PR #237, opened 2021-05-13
feat: support gitlab milestones in config

rjferguson21:
Adds support to attach milestones to the created GitLab Release via the plugin configuration

See: https://docs.gitlab.com/ee/api/releases/#create-a-release

### DIFF
--- a/README.md
+++ b/README.md
@@ -58,11 +58,12 @@ Create a [personal access token](https://docs.gitlab.com/ce/user/profile/persona
 
 ### Options
 
-| Option                | Description                                                        | Default                                                                                                                                                                 |
-|-----------------------|--------------------------------------------------------------------|-------------------------------------------------------------------------------------------------------------------------------------------------------------------------|
-| `gitlabUrl`           | The GitLab endpoint.                                               | `GL_URL` or `GITLAB_URL` environment variable or CI provided environment variables if running on [GitLab CI/CD](https://docs.gitlab.com/ee/ci) or `https://gitlab.com`. |
-| `gitlabApiPathPrefix` | The GitLab API prefix.                                             | `GL_PREFIX` or `GITLAB_PREFIX` environment variable or CI provided environment variables if running on [GitLab CI/CD](https://docs.gitlab.com/ee/ci) or `/api/v4`.      |
-| `assets`              | An array of files to upload to the release. See [assets](#assets). | -                                                                                                                                                                       |
+| Option                | Description                                                                                                                                    | Default                                                                                                                                                                 |
+|-----------------------|------------------------------------------------------------------------------------------------------------------------------------------------|-------------------------------------------------------------------------------------------------------------------------------------------------------------------------|
+| `gitlabUrl`           | The GitLab endpoint.                                                                                                                           | `GL_URL` or `GITLAB_URL` environment variable or CI provided environment variables if running on [GitLab CI/CD](https://docs.gitlab.com/ee/ci) or `https://gitlab.com`. |
+| `gitlabApiPathPrefix` | The GitLab API prefix.                                                                                                                         | `GL_PREFIX` or `GITLAB_PREFIX` environment variable or CI provided environment variables if running on [GitLab CI/CD](https://docs.gitlab.com/ee/ci) or `/api/v4`.      |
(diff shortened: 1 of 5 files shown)


nfriend:
@rjferguson21 This is really exciting! Sorry for the slow response here. I won't have time to take a look today or tomorrow, but I will prioritize this on Wednesday.

nfriend:
> but I will prioritize this on Wednesday.

So sorry - ran out of time today! But will get to this tomorrow or Friday!

nfriend:
@rjferguson21 Thanks for putting this together! 👏 

A couple of thoughts for you:

1. Let's update [the README](https://github.com/semantic-release/gitlab#options) with this new configuration option so that people know it's available.
2. I tested this out in a test project, and it works great! I'm curious how you plan on using this, though. Do you plan on hard-coding a specific milestone in your config? Or will you dynamically configure the `milestones` property in a `*.js` config? The reason I ask is that I'm having trouble thinking how I would automate this association. One pattern people use is to create a milestone with the same name as the release (for example, [this is what GitLab itself does](https://gitlab.com/gitlab-org/gitlab/-/releases)). But this would be difficult to do using this plugin, since the release version is managed by `semantic-release` 🤔 This isn't a reason _not_ to add this ability, but I just want to make sure I understand what kinds of workflows this will enable.

nfriend (changes requested):
@rjferguson21 Thanks for putting this together! 👏 

A couple of thoughts for you:

1. Let's update [the README](https://github.com/semantic-release/gitlab#options) with this new configuration option so that people know it's available.
2. I tested this out in a test project, and it works great! I'm curious how you plan on using this, though. Do you plan on hard-coding a specific milestone in your config? Or will you dynamically configure the `milestones` property in a `*.js` config? The reason I ask is that I'm having trouble thinking how I would automate this association. One pattern people use is to create a milestone with the same name as the release (for example, [this is what GitLab itself does](https://gitlab.com/gitlab-org/gitlab/-/releases)). But this would be difficult to do using this plugin, since the release version is managed by `semantic-release` 🤔 This isn't a reason _not_ to add this ability, but I just want to make sure I understand what kinds of workflows this will enable.

rjferguson21:
Thanks for looking at this and the feedback @nfriend.  I've added the `milestones` option to the README. 

Your second question is valid, we're using a job like this:
```
release:
  image: node:lts-alpine3.13
  stage: release
  script:
    - apk add jq moreutils curl git
    - |
      export MILESTONE=$(curl --header "PRIVATE-TOKEN: $RELEASE_TOKEN" $GITLAB_URL/api/v4/groups/$GROUP_ID/milestones\?state\=active | jq .[-1].title)
    - jq ".plugins[4][1].milestones = [$MILESTONE]" .releaserc.json | sponge .releaserc.json
    - npm install -g semantic-release @semantic-release/git https://github.com/rjferguson21/gitlab#add-milestones @semantic-release/commit-analyzer @semantic-release/release-notes-generator @semantic-release/changelog
    - semantic-release
  only:
    - master
```

The idea is to associate project releases to a group level milestone, so this script block tries to go fetch the current active milestone and attaches the particular project's release to a group level milestone.  It is a bit challenging because semantic-release does not support passing in arguments to plugins via the command line, so I am having to mutate the project's release config in CI (I chose the `.json` version).

nfriend (approved):

nfriend:
@rjferguson21 Awesome, thanks for updating the documentation!

And thanks for the details about automating the associating to the active group level milestone.

This PR looks good to me 👍 

@travi I noticed I now have permission to merge in this repo. Is there any particular process I should be following before merging? Or would you like me to continue pinging one of you for final review/merge?

nfriend:
cc @pvdlg @gr2m in case you can answer my [question about the review process above](https://github.com/semantic-release/gitlab/pull/237#issuecomment-846295696) 😄

travi:
@nfriend sorry for missing your question before. you are welcome to merge if you believe that contributions are ready for release. ideally, the test suite should protect us from breakage. if we ever find that to be untrue, the goal would be to close the holes that we find. publishing a revert or a fix is an option in the cases where something slips through. 

you also now have triage rights across all semantic-release repos. we appreciate the help you've been giving for this plugin. up to you if you want to participate in other areas.

nfriend:
Awesome, thanks @travi!

And thanks for this @rjferguson21, merging now 👍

### TASK
List each line in the listing that contains the string "endpoint".

### EXERCISE RESPONSE
-| `gitlabUrl`           | The GitLab endpoint.                                               | `GL_URL` or `GITLAB_URL` environment variable or CI provided environment variables if running on [GitLab CI/CD](https://docs.gitlab.com/ee/ci) or `https://gitlab.com`. |
+| `gitlabUrl`           | The GitLab endpoint.                                                                                                                           | `GL_URL` or `GITLAB_URL` environment variable or CI provided environment variables if running on [GitLab CI/CD](https://docs.gitlab.com/ee/ci) or `https://gitlab.com`. |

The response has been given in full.